Emergent resistance to all clinical antibiotics calls for the next generation of therapeutics. Here we report an effective antimicrobial strategy targeting the bacterial hydrogen sulfide (H₂S)–mediated defense system. We identified cystathionine γ-lyase (CSE) as the primary generator of H₂S in two major human pathogens, Staphylococcus aureus and Pseudomonas aeruginosa, and discovered small molecules that inhibit bacterial CSE. These inhibitors potentiate bactericidal antibiotics against both pathogens in vitro and in mouse models of infection. CSE inhibitors also suppress bacterial tolerance, disrupting biofilm formation and substantially reducing the number of persister bacteria that survive antibiotic treatment. Our results establish bacterial H₂S as a multifunctional defense factor and CSE as a drug target for versatile antibiotic enhancers.

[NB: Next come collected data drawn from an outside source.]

PR #1610, opened 2022-07-03
Improve typing syntax and type NamedTuples

MiguelX413:
This PR changes type hints to use the PEP 526 typing syntax and replaces untyped `collections.namedtuple`s with `typing.NamedTuple`s.


aandergr:
Thanks!

Issue #1676, opened 2022-08-03
Getting more frequent 400 error


christoarmani:
I am aware of Instagrams and Instaloaders rate limitations, but I have noticed that I am getting a 400 error more frequently and having to unlock my account more often. I am curious to see if others have been noticing the same thing. 

For context, I use the +args.txt method in the command line to download. Within my file I am calling the following arguments:

```
--login=username001
--password=pasw*rd
--abort-on=400
--abort-on=403
--abort-on=429
--no-metadata-json
--no-profile-pic
--no-caption
--filename-pattern={profile}_{filename}
```

I wonder if I should be using the [session login](https://instaloader.github.io/cli-options.html#cmdoption-sessionfile) or if Instagram has been further cracking down on downloads.

Showmaster3000:
propably duplicate of #1633.
also incomplete bug report!

afterdelight:
you can write it like --abort-on=400,403,429

Issue #1658, opened 2022-07-25
Requesting iphone versions of media seems to be triggering blocks


fbck:
Requesting iphone versions of media seems to be triggering request blocks and account blocks.
Difference in quality between iphone versions is there, but it's sometimes negligible, and sometimes, the original media isn't even reaching up to regular media dimensions, let alone iphone sized ones.
Most immediate solution might be to just not request iphone versions of media, by using --no-iphone option.

Showmaster3000:
and what is your bug?

fleescree:
I also got detected since yesterday, two of my accounts have asked for phone verification and password reset.
`instaloader --sessionfile="$HOME/.Instagram/session" --latest-stamps="$HOME/Instagram/latest-stamps.ini" --user-agent="\"$USER_AGENT\""  --stories --fast-update [user_list] `


```
Downloading stories
Download stories: 400 Bad Request
Saved session to /home/ubuntu/.Instagram/session

Errors or warnings occurred:
400 Bad Request Unable to fetch high quality profile pic.
400 Bad Request Unable to fetch high quality profile pic.
400 Bad Request Unable to fetch high quality profile pic.
Download stories: 400 Bad Request

```

ikuchan122:
Yes, you are absolutely correct. This issue has been occurring since July 15. Several accounts of mine have been temporarily disabled. It used to occur only when Instaloader tried to fetch reposted post/story. However, since three days ago, it occurred whenever Instaloader calls the iphone api. Meanwhile, the web api works fine. 

You may wish to see the discussions in the below thread.
https://github.com/instaloader/instaloader/issues/1633#issuecomment-1186261689
https://github.com/instaloader/instaloader/issues/1633#issuecomment-1193169496

fbck:
> and what is your bug?

This feature requests media in a way that constantly results in blocked accounts, and it shouldn't be the default behavior that requires an extra flag to disable if it's currently broken.

AyluinReymaer:
I actually didn't know that it was due to instaloader retrieving the iphone versions of media.

I'm using the python module of instaloader so I didn't have the `--no-iphone` argument.

However, I've initialized the `Instaloader` class object with `iphone_support=False` (which is set to True by default) according to the docs: https://instaloader.github.io/module/instaloader.html?highlight=iphone_support

I'll report back tomorrow at latest to see if the issue is still ongoing.

AyluinReymaer:
[...]

PR #1681, opened 2022-08-06
Don't use iPhone api when merely comparing profile_pic URL with existing one

fireattack:
### A motivation for this change, e.g.
Reduce iPhone API calls. Helps issues like #1676, #1658, etc.

### The changes proposed in this pull request
Don't try to use the iPhone API when merely comparing the profile pic URL with the local stamp.
    
This saves us some API calls when using `--latest-stamps`.

From what I can see, if you are updating lots of profiles, and most of them have no new posts (so no time wasted on checking posts), it would call this API for checking each profile pic way too fast and will got your account suspended (especially if you're using `--no-sleep`). This isn't needed because all the variant, including the web one, has the same remote URL (sans the query parameters). We only need to fetch from iPhone API when the avatar is actually changed. 

### The completeness of this change
Completed, ready to merge.

### DIFF
--- a/instaloader/instaloader.py
+++ b/instaloader/instaloader.py
@@ -562,7 +562,7 @@ class Instaloader:
         if latest_stamps is None:
             self.download_profilepic(profile)
             return
-        profile_pic_basename = profile.profile_pic_url.split('/')[-1].split('?')[0]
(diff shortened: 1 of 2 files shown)


aandergr:
Looks good, thanks!

PR #1696, opened 2022-08-14
download-limit arg added to limit the downloads

Hassibayub:
Motivation:
The count arg should limit the downloads, but it is not working as intended, it was something I needed in my project, and I once saw people talking about this problem which is still not resolved.

Solution:
I added a new arg "-dl, --download-limit" to limit the download. 

>Documentation is not yet updated, I want to you to check and approve the changes first.

### DIFF
--- a/instaloader/__main__.py
+++ b/instaloader/__main__.py
@@ -79,7 +79,9 @@ def _main(instaloader: Instaloader, targetlist: List[str],
           fast_update: bool = False,
           latest_stamps_file: Optional[str] = None,
           max_count: Optional[int] = None, post_filter_str: Optional[str] = None,
-          storyitem_filter_str: Optional[str] = None) -> None:
+          storyitem_filter_str: Optional[str] = None,
+          download_limit: Optional[int] = None) -> None:
+
     """Download set of profiles, hashtags etc. and handle logging in and session files if desired."""
     # Parse and generate filter function
     post_filter = None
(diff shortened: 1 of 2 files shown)


Hassibayub:
Please write feedback. I am looking forward to it.

ekalin:
Wouldn't it make more sense to fix `--count` than to add another option that does the same thing?

Hassibayub:
The --count doesn't work.

afterdelight:
what does this command do?

Hassibayub:
You can specify the number of downloads, i.e., if you want to download 10 contents (video, pictures, stories), you can specify  `--download-limit 10`, and the app will stop after 10 downloads.

While in `--count 10`, I don't see the app stop after 10 downloads

MustafaBaypara:
how can i use this version?

MustafaBaypara:
how can i use on python ?

Hassibayub:
> how can i use on python ?

`python instaloader.py <you args> --download-limit 10` to limit downloads to 10 only.

MustafaBaypara:
> > how can i use on python ?
> 
> `python instaloader.py <you args> --download-limit 10` to limit downloads to 10 only.

limits not working on python, when i try on terminal it is work

aandergr:
> Motivation: The count arg should limit the downloads, but it is not working as intended,

The `--count` argument applies to #hashtag, %location_id, :feed, and :saved, as described in the documentation. It is working as intended.

> Solution: I added a new arg "-dl, --download-limit" to limit the download.

It is quite trivial for the user to only download a certain count of posts of a profile, e.g. by calling download_post() for each post of an islice()'d profile.get_posts(). There is no need to include that in the CLI.

afterdelight:
> > how can i use on python ?
> 
> `python instaloader.py <you args> --download-limit 10` to limit downloads to 10 only.

ok, thank you. this PR is very useful for me since instagram randomly lock accounts when downloading many medias.

MustafaBaypara:
@Hassibayub hey what happened to "-dl"

MustafaBaypara:
ok i get back with ur pull requests ty

dagolinuxoid:
> Motivation: The count arg should limit the downloads, but it is not working as intended, it was something I needed in my project, and I once saw people talking about this problem which is still not resolved.
> 
> Solution: I added a new arg "-dl, --download-limit" to limit the download.
> 
> > Documentation is not yet updated, I want to you to check and approve the changes first.

Actually it's a good idea. I was looking for the option as well. Honestly it would be better to have the option included into instaloader.

Issue #1706, opened 2022-08-19
command line: instaloader new version update


bachig26:
**Provide us a use case of the feature**
How could the user invoke the new function?
- _`instaloader.exe -U` or `instaloader.exe --update`_

Which problem would it solve?
- _this function is to solve the instaloader update via command line easily instead of downloading the new version from the GitHub every time._

If new information is obtained, how would it be further processed?
- _for example, this function is available in the [yt-dlp](https://github.com/yt-dlp/yt-dlp) {**Self-updater**: The releases can be updated using `yt-dlp -U`}, which I use every time to update and easy for the user._

**If the feature request is accepted, would you be willing to submit a pull request?**
No, I can't do programming. 
possibly add `help wanted` label if this feature request pr needs to be done by someone other than you.

bachig26:
@aandergr @Thammus @Hassibayub I want to ask if this is possible and what do you think about this?

Hassibayub:
You are good at thinking out of the box. I'll check on this in my free time today 👍👍

Hassibayub:
I'll possibly complete this request tomorrow. @bachig26

bachig26:
> I'll possibly complete this request tomorrow. @bachig26 

Thank you. Looking forward to try it once got the release.

Hassibayub:
Feature added and pull request created. It's the basic implementation that just works. I will add wait animation and stylize terminal output in future, meanwhile I am occupied with my piles of projects.

Thank you @bachig26 for suggesting this update.

aandergr:
Running `pip3 install --upgrade instaloader` is in no way more complicated than something like `instaloader --upgrade` would be. Hence, I do not see a benefit in this feature suggestion.

PR #1714, opened 2022-08-26
Arg -U --update added for update app

Hassibayub:
# Motivation
Resolve feature requested at #1706

It's the basic implementation and will add wait animation and terminal output recreation in the future.  

The documentation md file not updated


lx30011:
Has no error handling

Hassibayub:
I don't think it requires any error handling; we run the subprocess, which returns the error if the internet connection isn't established.

aandergr:
This simply calls pip to update Instaloader and as such does not add any benefit. The user can instead directly call pip.

It also causes trouble if Instaloader was installed by other means than pip.

PR #1717, opened 2022-08-28
Fixes incorrect latest stamp when download is resumed (#1701)

### LINKED ISSUE #1701: Incorrect latest stamp saved when download is interrupted and resumed
**Describe the bug**
When `--latest-stamps` is used and the download is interrupted and then resumed, the saved post timestamp is not that of the newest post in the profile, but of the newest post downloaded in the latest run.

**To Reproduce**
1. `instaloader --latest-stamps some-profile`
2. Interrupt the download with Control-C.
3. Re-run instaloader and let it finish downloading the profile.
4. Check latest stamps file, it'll have the timestamp of the newest post of the second run.

**Expected behavior**
The saved timestamp should be that of the newest post of the whole profile.

**Instaloader version**
4.9.3, but should happen since 4.9.2.

**Additional context**
This happens because of the new check for pinned posts. When the `NodeIterator` is created it is passed a closure that stores the newest date seen and uses this date to determine if a post is the newest (because with pinned posts the first post is not necessarily the newest). But this date is not saved between runs.

ekalin:
**Motivation**: Fixes #1701.

Not only this fixes the problem, but it makes the code simpler. However, the type of the `is_first` callback has been changed. But sine this is a new feature (and very specific), I don't think this change will be a problem.

**Do you consider it ready to be merged or is it a draft?** Ready
**Can we help you at some point?** This is a simple change and should be complete, but I'm open to suggestions

### DIFF
--- a/instaloader/nodeiterator.py
+++ b/instaloader/nodeiterator.py
@@ -92,7 +92,6 @@ class NodeIterator(Iterator[T]):
         else:
             self._data = self._query()
         self._first_node: Optional[Dict] = None
-        self._first_item: Optional[T] = None
         self._is_first = is_first
 
     def _query(self, after: Optional[str] = None) -> Dict:
@@ -132,13 +131,11 @@ class NodeIterator(Iterator[T]):
                 raise
             item = self._node_wrapper(node)
             if self._is_first is not None:
-                if self._is_first(item, self._first_item):
+                if self._is_first(item, self.first_item):
                     self._first_node = node
-                    self._first_item = item
             else:
                 if self._first_node is None:
                     self._first_node = node
-                    self._first_item = item
             return item
         if self._data['page_info']['has_next_page']:
             query_response = self._query(self._data['page_info']['end_cursor'])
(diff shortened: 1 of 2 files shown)


instaloader/nodeiterator.py
```diff
@@ -131,11 +132,13 @@ def __next__(self) -> T:
                 raise
             item = self._node_wrapper(node)
             if self._is_first is not None:
-                if self._is_first(item):
+                if self._is_first(item, self._first_item):
```
aandergr, line 135: I would prefer to pass `self._node_wrapper(self._first_node)` here as the second parameter, rather than storing `_first_item` besides `_first_node`. The node wrapper functions are all pure and quick, hence I think we should prefer the solution that requires less state managing.

ekalin: Fair point. And it makes the code simpler, since there's already a function for converting the `_first_node` with `_node_wrapper`, with proper `None`-checking.

ekalin:
Hmm... works for me here. The error looks like one file has been updated, but the other is still at the previous verson. Could you double check that the working copy is 100% up-to-date?

If it is, I guess I'll need the command line, it's probably some combination of parameters that I haven't tried.

afterdelight:
What is the file name did you mean? Okay, ill try to update to latest version first

ekalin:
The error looks like `nodeiterator.py` has been updated, but `structures.py` has not. Which would be very unusual.

afterdelight:
yeah i replaced the file manually from your branch to an older version of insta loader

aandergr:
Thanks!

Issue #1728, opened 2022-09-06
Highlights make the script retrieve errors


Muggeren:
**Describe the bug**
It retrieves an error

**To Reproduce**
"./instaloader --login=USER --highlights --no-video-thumbnails --no-posts TARGET"

**Expected behavior**
To download all highlights from target

**Error messages and tracebacks**

[  5/ 49] Warning: Unable to fetch video from graphql of <StoryItem 2771602286366031741>: list index out of range
Unable to fetch high-quality video version of <StoryItem 2771602286366031741>: 'video_versions'
Traceback (most recent call last):
  File "__main__.py", line 505, in <module>
  File "__main__.py", line 502, in __main
  File "__main__.py", line 471, in main
  File "__main__.py", line 220, in _main
  File "instaloader\instaloader.py", line 1456, in download_profiles
  File "instaloader\instaloader.py", line 81, in call
  File "instaloader\instaloader.py", line 960, in download_highlights
  File "instaloader\instaloader.py", line 887, in download_storyitem
  File "instaloader\instaloader.py", line 97, in call
  File "instaloader\instaloader.py", line 340, in download_pic
  File "re.py", line 201, in search
TypeError: expected string or bytes-like object
[23852] Failed to execute script '__main__' due to unhandled exception!

**Instaloader version**
4.9.3

**Additional context**
Everytime i use the +args feature, the script seems to crash too.

Showmaster3000:
Duplicate of #1718.
And same thing like in #1460. But this issue is closed and looks unfixed...

fireattack:
So here is how it happens.

In the highlight (https://www.instagram.com/stories/highlights/17962767154067076/), there is one story (fifth last, the one said "sideline work" that is a `StoryItem` with `.is_video == True`, but it doesn't actually have a video_url in neither graphql and iPhone API. You can see that if you open it in browser too, it just has a still image, no video or whatsoever.

We currently don't handle this case well: we assume we will always at least got the video_url from graphql. `StoryItem.video_url` *can* return `None` without erroring out, but `Instaloader.download_pic()` don't properly handle `url=None`).

I'm trying to come up with a fix, but not exactly sure what is the best way to do it.

Muggeren:
Ah okay. Thanks for answering the post, and the knowledge  (:

aandergr:
Fixed in version 4.9.4.

Issue #1718, opened 2022-08-30
Weird bug when running


Muggeren:
**Describe the bug**
After running for like 20 min, this occurs:

"[  6/ 10] Warning: Unable to fetch video from graphql of <StoryItem 2675921249948319648>: list index out of range
Unable to fetch high-quality video version of <StoryItem 2675921249948319648>: 'video_versions'
Traceback (most recent call last):
  File "__main__.py", line 505, in <module>
  File "__main__.py", line 502, in __main
  File "__main__.py", line 471, in main
  File "__main__.py", line 220, in _main
  File "instaloader\instaloader.py", line 1456, in download_profiles
  File "instaloader\instaloader.py", line 81, in call
  File "instaloader\instaloader.py", line 960, in download_highlights
  File "instaloader\instaloader.py", line 887, in download_storyitem
  File "instaloader\instaloader.py", line 97, in call
  File "instaloader\instaloader.py", line 340, in download_pic
  File "re.py", line 201, in search
TypeError: expected string or bytes-like object
[17556] Failed to execute script '__main__' due to unhandled exception!"

**To Reproduce**
happens when i use this
--login=username
--password=password
--no-metadata-json
--no-captions
--no-video-thumbnails
--tagged
--highlights
PROFILE
PROFILE

**Expected behavior**
To download all requested from above

**Error messages and tracebacks**
Just did

**Instaloader version**
v4.9.3
-->

Showmaster3000:
potentially same thing like in #1460. But this issue is closed and looks unfixed?

aandergr:
Duplicate of #1460

IljaM13:
As workaround: run with --highlights and --fast-update
This will skip already downloaded highlights an won't run into exception.
Maybe it will crash with one of the following highlights. Just retry until you gott them all. :-)

PR #1732, opened 2022-09-07
download_pic: return if url is empty

fireattack:
### A motivation for this change, e.g.
  - Fixes # 1460, #1718, #1728, etc.

### What problem does the pull request solve?
 
When parsing very old `StoryItem` from highlights, there is a chance that despite the metadata says `.is_video == True`, it actually does not have video URL in neither graphql nor iPhone API (server side issue, you can even see that with official web). 

This will cause `StoryItem.video_url` to return `None` and `download_pic` does not handle that well.

### The changes proposed in this pull requests
There are multiple ways to fix it: 
1) only attempt to call `download_pic` if url is valid; 
2) handle None `url` in `download_pic`. 

I personally think method 2 is better since it will deal with potential similar issues in other classes like `Post`.

Also a note: one may think we can just mark the item as `.is_video = False` if graphql does not return video URL. This is WRONG because as mentioned before, if you fetch story directly by mediaid or shortcode, it will not have `video_resources` URLs, but you can still get it from iPhone API.

### The completeness of this change
  - Is the documentation updated (if appropriate)? N/A
  - Do you consider it ready to be merged or is it a draft? Ready to be merged
  - Can we help you at some point? Yes

### DIFF
--- a/instaloader/instaloader.py
+++ b/instaloader/instaloader.py
@@ -337,6 +337,8 @@ class Instaloader:
         Returns true, if file was actually downloaded, i.e. updated."""
         if filename_suffix is not None:
             filename += '_' + filename_suffix
+        if not url:
+            return False
         urlmatch = re.search('\\.[a-z0-9]*\\?', url)
         file_extension = url[-3:] if urlmatch is None else urlmatch.group(0)[1:-1]
         nominal_filename = filename + '.' + file_extension


fireattack:
One thing though is that do we want to fallback to download the thumbnail if this happens, even when the user says "--no-video-thumbnails`.

This is the case where just marking item as not video works really well; but we can achieve the same by changing the routine a little bit.

instaloader/instaloader.py
```diff
@@ -337,6 +337,8 @@ def download_pic(self, filename: str, url: str, mtime: datetime,
         Returns true, if file was actually downloaded, i.e. updated."""
         if filename_suffix is not None:
             filename += '_' + filename_suffix
+        if not url:
+            return False
```
aandergr, line 341: I am against adding this, since download_pic should not receive `None` as `url` parameter (and it cannot according to how it is typed).

aandergr (commented):
Thanks for this change!

I think it is a good way to handle a video whose video_url_fetch_failed as a picture (as opposed to a video), and as such, download its URL regardless of whether download_video_thumbnails is set.

instaloader/instaloader.py
fireattack: Agreed. It's no longer needed

PR #1765, opened 2022-10-08
Fixed login

### LINKED ISSUE #1758: Login error
Hi,

I got error `KeyError: "name='csrftoken', domain=None, path=None"`,  when trying to login

instaloder ver : 4.9.5

IL2C:
- **A motivation for this change, e.g.**

  - Fixes #1758 

- **The changes proposed in this pull request**

  - Use a user agent that belongs to Instagram software _(versions don't need updating)_.

- **The completeness of this change**

  - Is the documentation updated (if appropriate)? N/A
  - Do you consider it ready to be merged or is it a draft? Ready to merge

### DIFF
--- a/instaloader/instaloadercontext.py
+++ b/instaloader/instaloadercontext.py
@@ -32,8 +32,9 @@ def copy_session(session: requests.Session, request_timeout: Optional[float] = N
 
 
 def default_user_agent() -> str:
-    return 'Mozilla/5.0 (X11; Linux x86_64) AppleWebKit/537.36 ' \
-           '(KHTML, like Gecko) Chrome/92.0.4515.131 Safari/537.36'
+    return 'Mozilla/5.0 (Linux; Android 13) AppleWebKit/537.36 ' \
+            '(KHTML, like Gecko) Chrome/106.0.5249.79 Mobile Safari/537.36 ' \
+            'Instagram 255.1.0.17.102'
 
 
 class InstaloaderContext:


movAX13h:
If you hardcode the user agent like this, IG will trigger the phishing alert if the browser you logged in with has a different UA. To avoid that you can use the user agent of the browser you logged in with + the instagram part `Instagram 255.1.0.17.102`. I recommend passing the user agent to the `instaloader.Instaloader()` call so you can easily change it if required.

IL2C:
> If you hardcode the user agent like this, IG will trigger the phishing alert if the browser you logged in with has a different UA. To avoid that you can use the user agent of the browser you logged in with + the instagram part `Instagram 255.1.0.17.102`. I recommend passing the user agent to the `instaloader.Instaloader()` call so you can easily change it if required.

1. I have yet to have my account blocked that's logged in through a browser and the app. We'd need more feedback on this.
2. The user agent must use Android or iPhone followed by the Instagram version to access the `csrftoken` cookie on login.
3. This PR doesn't make it any more difficult in changing the user agent.

sadegh:
I applied this change locally and it fixed the error.

movAX13h:
It works temporarily ... but runs into the same issues after some time.

davebiffuk:
This patch on top of instaloader 4.9.1 works fine for me, fixing the `KeyError: "name='csrftoken', domain=None, path=None"` issue with typical usage like this: `instaloader --login MYACCOUNT --no-iphone ACCOUNTTODOWNLOAD`

koenvanderveen:
this fixed it for me as well 👍

Thammus:
For me it feels somehow wrong to use a user agent of the app to access web endpoints and to mimic the behavior of the browser. When I tried the user agent suggested here and tested it with Instaloader, I was indeed able to log in again, but after downloading about 20 posts, all further requests were answered with a 403 error code and all active sessions on my account were invalidated and I was forced to confirm my identity by phone number the next time I logged in

PR #1998, opened 2023-06-04
[new] Get comment likes.

M1ndo:
Return an a list profiles that liked a comment.

### DIFF
--- a/instaloader/structures.py
+++ b/instaloader/structures.py
@@ -45,11 +45,11 @@ PostCommentAnswer.likes_count.__doc__ = "Number of likes on comment."
 
 class PostComment:
     def __init__(self, context: 'InstaloaderContext', node: Dict[str, Any],
-                 answers: Iterator['PostCommentAnswer'], shortcode: str):
+                 answers: Iterator['PostCommentAnswer'], post: 'Post'):
         self._context = context
         self._node = node
         self._answers = answers
-        self._shortcode = shortcode
+        self._post = post
 
     @property
     def id(self) -> int:
@@ -86,7 +86,7 @@ class PostComment:
         """
         Iterate over all likes of a comment. A :class:`Profile` instance of each like is yielded.
 
-        .. versionadded:: 4.10
+        .. versionadded:: 4.11
         """
         if self.likes_count != 0:
             return NodeIterator(
@@ -95,12 +95,12 @@ class PostComment:
                 lambda d: d['data']['comment']['edge_liked_by'],
                 lambda n: Profile(self._context, n),
                 {'comment_id': self.id},
-                'https://www.instagram.com/p/{0}/'.format(self._shortcode),
+                'https://www.instagram.com/p/{0}/'.format(self._post.shortcode),
             )
         return []
 
     def __repr__(self):
-        return f'<PostComment {self.id} of {self._shortcode}>'
+        return f'<PostComment {self.id} of {self._post.shortcode}>'
 
 class PostLocation(NamedTuple):
     id: int
@@ -630,7 +630,7 @@ class Post:
 
         def _postcomment(node):
             return PostComment(context=self._context, node=node,
-                               answers=_postcommentanswers(node), shortcode=self.shortcode)
+                               answers=_postcommentanswers(node), post=self)
         if self.comments == 0:
             # Avoid doing additional requests if there are no comments
             return []
--- a/instaloader/structures.py
+++ b/instaloader/structures.py
@@ -44,12 +44,12 @@ PostCommentAnswer.likes_count.__doc__ = "Number of likes on comment."
 
 
 class PostComment:
-    def __init__(self, node: Dict[str, Any], answers: Iterator['PostCommentAnswer'],
-                 context: 'InstaloaderContext', shortcode: str):
+    def __init__(self, context: 'InstaloaderContext', node: Dict[str, Any],
+                 answers: Iterator['PostCommentAnswer'], shortcode: str):
+        self._context = context
         self._node = node
         self._answers = answers
-        self._context = context
-        self.shortcode = shortcode
+        self._shortcode = shortcode
 
     @property
     def id(self) -> int:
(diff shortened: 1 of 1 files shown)


instaloader/structures.py
```diff
@@ -49,6 +49,7 @@ class PostComment(NamedTuple):
     text: str
     owner: 'Profile'
     likes_count: int
+    likes: Iterator['Profile']
```
aandergr, line 52: Docstring for likes is missing.

The docstrings for PostComment are described in currently line 56 - 58 of this file.

instaloader/structures.py
```diff
@@ -583,9 +584,20 @@ def _postcommentanswers(node):
...
+                    lambda d: d['data']['comment']['edge_liked_by'],
+                    lambda n: Profile(self._context, n),
+                    {'comment_id': node['id']},
+                    'https://www.instagram.com/p/{0}/'.format(self.shortcode),
+                )
+
         def _postcomment(node):
             return PostComment(*_postcommentanswer(node),
-                               answers=_postcommentanswers(node))
+                               answers=_postcommentanswers(node), likes=_postcommentlikes(node))
```
aandergr, line 600: This will trigger an additional GraphQL query for every comment that has a like, even if the likes are not accessed by the user.

One way to solve that problem would be to convert PostComment into a real class with a `@property` `likes()` that does the query only if `.likes` is actually called.

M1ndo: Yes totally missed that, thanks for letting me know, Also it's not needed to convert  `PostComment`  into a real class, for `@property` `likes()` to work. But if the code seems awkward or something, i could push a change to convert it into a real class.

aandergr: Indeed I'd rather prefer this PostComment being a real class, considering that a NamedTuple normally simply stores values in a named manner, and our PostComment is now more complex than that. Also it would allow us to 'hide' the `context` as a `_context` like it's done in other structures that need to have the context.

instaloader/structures.py
```diff
@@ -50,7 +50,26 @@ class PostComment(NamedTuple):
...
     answers: Iterator[PostCommentAnswer]
+    context: InstaloaderContext
+    shortcode: str
 
+    @property
+    def likes(self) -> Iterator['Profile']:
+        """
+        Iterate over all likes of a comment. A :class:`Profile` instance of each like is yielded.
+
+        .. versionchanged:: 4.10
```
aandergr, line 61:
```suggestion
        .. versionadded:: 4.10
```

instaloader/structures.py
```diff
@@ -50,7 +50,26 @@ class PostComment(NamedTuple):
...
+        if self.likes_count != 0:
+            return NodeIterator(
+                self.context,
+                '5f0b1f6281e72053cbc07909c8d154ae',
+                lambda d: d['data']['comment']['edge_liked_by'],
+                lambda n: Profile(self.context, n),
+                {'comment_id': self.id},
+                'https://www.instagram.com/p/{0}/'.format(self.shortcode),
+            )
+        return iter([])
```
aandergr, line 72: I think it would be easier to make this function return `Iterable['Profile']` instead and then `return []` here.

instaloader/structures.py
M1ndo: I have pushed a commit changing the class, plus other things. It should be good now.

instaloader/structures.py
```diff
@@ -43,18 +43,68 @@ class PostCommentAnswer(NamedTuple):
...
-    owner: 'Profile'
-    likes_count: int
-    answers: Iterator[PostCommentAnswer]
+class PostComment:
+    def __init__(self, node: Dict[str, Any], answers: Iterator['PostCommentAnswer'],
+                 context: 'InstaloaderContext', shortcode: str):
+        self._node = node
+        self._answers = answers
+        self._context = context
+        self.shortcode = shortcode
```
aandergr, line 52: We should pass a `Post` instance rather than just the shortcode, this seems more future-proof in case we once need to access other fields of the Post.

We should also prefix the field with an underscore, to avoid giving the impression that it can be changed from outside.

instaloader/structures.py
```diff
@@ -43,18 +43,68 @@ class PostCommentAnswer(NamedTuple):
...
 
-for field in PostCommentAnswer._fields:
-    getattr(PostComment, field).__doc__ = getattr(PostCommentAnswer, field).__doc__  # pylint: disable=no-member
-PostComment.answers.__doc__ = r"Iterator which yields all :class:`PostCommentAnswer`\ s for the comment."
+    def __repr__(self):
+        return (f'{self.__class__.__name__}(id={self.id!r}, '
+            f'created_at_utc={self.created_at_utc!r}, '
+            f'text={self.text!r}, '
+            f'owner={self.owner.username!r}, '
+            f'likes_count={self.likes_count!r})')
```
aandergr, line 107: Our `__repr__` style is a lot shorter, I'd suggest something like

`<PostComment {id} of {shortcode}>`

instaloader/structures.py
```diff
@@ -43,18 +43,68 @@ class PostCommentAnswer(NamedTuple):
...
-class PostComment(NamedTuple):
-    id: int
-    created_at_utc: datetime
-    text: str
-    owner: 'Profile'
-    likes_count: int
-    answers: Iterator[PostCommentAnswer]
+class PostComment:
+    def __init__(self, node: Dict[str, Any], answers: Iterator['PostCommentAnswer'],
+                 context: 'InstaloaderContext', shortcode: str):
```
aandergr, line 48: The order of the parameters in the constructor for classes like these is always `context`, `node`, and then additional parameters.
```suggestion
    def __init__(self, context: 'InstaloaderContext', node: Dict[str, Any],
                 answers: Iterator['PostCommentAnswer'], shortcode: str):
```

aandergr (commented):
Nice, thanks! Only a few minor suggestions and then I think this can be merged :)

instaloader/structures.py
aandergr: > I'm not very sure what do you mean by passing `Post` instance? we can pass its properties and such but itself?

Yes, we can pass a Post instance.

```python
            return PostComment(context=self._context, node=node,
                               answers=_postcommentanswers(node), post=self)
```

instaloader/structures.py
```diff
@@ -43,19 +43,64 @@ class PostCommentAnswer(NamedTuple):
...
+    def answers(self) -> Iterator['PostCommentAnswer']:
+        """ Iterator which yields all :class:`PostCommentAnswer` for the comment. """
+        return self._answers
+
+    @property
+    def likes(self) -> Iterable['Profile']:
+        """
+        Iterate over all likes of a comment. A :class:`Profile` instance of each like is yielded.
 
+        .. versionadded:: 4.10
```
aandergr, line 89: We released `4.10`, this should go into `4.11` then.

```suggestion
        .. versionadded:: 4.11
```

instaloader/structures.py
M1ndo: Hello, Sorry I missed the release v4.10. i've been quiet offline for the past weeks.
It should be good to merge now.

aandergr:
Thanks!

对所有临床抗生素的新兴耐药性需要下一代治疗方法。在此，我们报告了一种针对细菌硫化氢 (H ₂ S) 介导的防御系统的有效抗菌策略。我们确定胱硫醚 γ-裂解酶 (CSE) 是两种主要人类病原体（金黄色葡萄球菌和铜绿假单胞菌）中 H ₂ S 的主要产生者，并发现了抑制细菌 CSE 的小分子。这些抑制剂在体外和小鼠感染模型中增强了针对两种病原体的杀菌抗生素。 CSE 抑制剂还可以抑制细菌耐受性，破坏生物膜的形成，并大幅减少抗生素治疗后存活的细菌数量。我们的结果确定细菌 H ₂ S 是一种多功能防御因子，CSE 是多功能抗生素增强剂的药物靶点。